Almacene las rodajas etiquetadas a cuatro grados centígrados después de verlas con un microscopio confocal. Esta imagen IR-DIC muestra el soma de una neurona dorsal de relé de núcleo geniculado lateral con una punta de la pipeta de parche. La tinción de biocitina nos permite obtener una visión de la neurona registrada.

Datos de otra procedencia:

PR #1740, opened 2023-06-08
feat(docs): glossary entry for CAP theorem

amyshwang:


src/pages/glossary/cap-theorem.md
```diff
@@ -0,0 +1,58 @@
...
+
+Availability, on the other hand, guarantees that every request will return a non-error response. However, the response may not reflect the state from the most recent write. 
+
+## Partition tolerance
+
+Partition tolerance means that the system as a whole will continue to operate despite network failures. 
+
+## Implications of the CAP theorem
+
+The limitations imposed by the CAP theorem drive the fundamental behaviors of distributed systems in the event of a network partition failure. In a failure scenario, distributed systems can choose either of the following:
```
amyshwang, line 39: "a network partition" should be a network failure??

amyshwang: Confirmed this is correct as it is.

src/pages/glossary/cap-theorem.md
```diff
@@ -0,0 +1,58 @@
...
+
+
+- Be consistent and partition tolerant (CP) to return a consistent response, sacrificing temporary outages.
+- Prioritize availability and partition tolerance (AP) to always respond to requests even if it means returning stale or conflicting responses. 
+
+It is important to note that the CAP theorem does not dictate that a distributed system must always choose CP or AP at all times. The tradeoff only comes into play during a network partition where consistency or availability is favored.
```
jerrinot, line 45: maybe we could add this sentence: _[PACELC theorem](https://en.wikipedia.org/wiki/PACELC_theorem) is an extension of the CAP theorem which describes trade-offs when the system is running normally in the absence of partitions._  wdyt?

jerrinot (dismissed):
looks good to me. feel free to include the recommendation, I thought it might be useful for some of the more curious readers. it's also OK not to include it.

jerrinot (approved):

A diferencia de las interneurones, que tienen morfología bipolar, las neuronas de relé tienen árboles dendríticos multipolar que contienen más de tres dendritas primarias. Luego se generó la reconstrucción tridimensional de una neurona de relé etiquetada con biocitina, que muestra una arquitectura dendrítica radialmente simétrica. Conservar los insumos de geniculación de la retina y las entradas de geniculación cortical en las mismas rebanadas cerebrales son más importantes en este protocolo.

Después de este procedimiento, podemos, por ejemplo, también investigar las entradas inhibidoras del núcleo reticularis thalami en las neuronas dorsales del núcleo geniculado. Recuerde usar guantes al fijar las rebanadas cerebrales con PFA, ya que la PFA es peligrosa.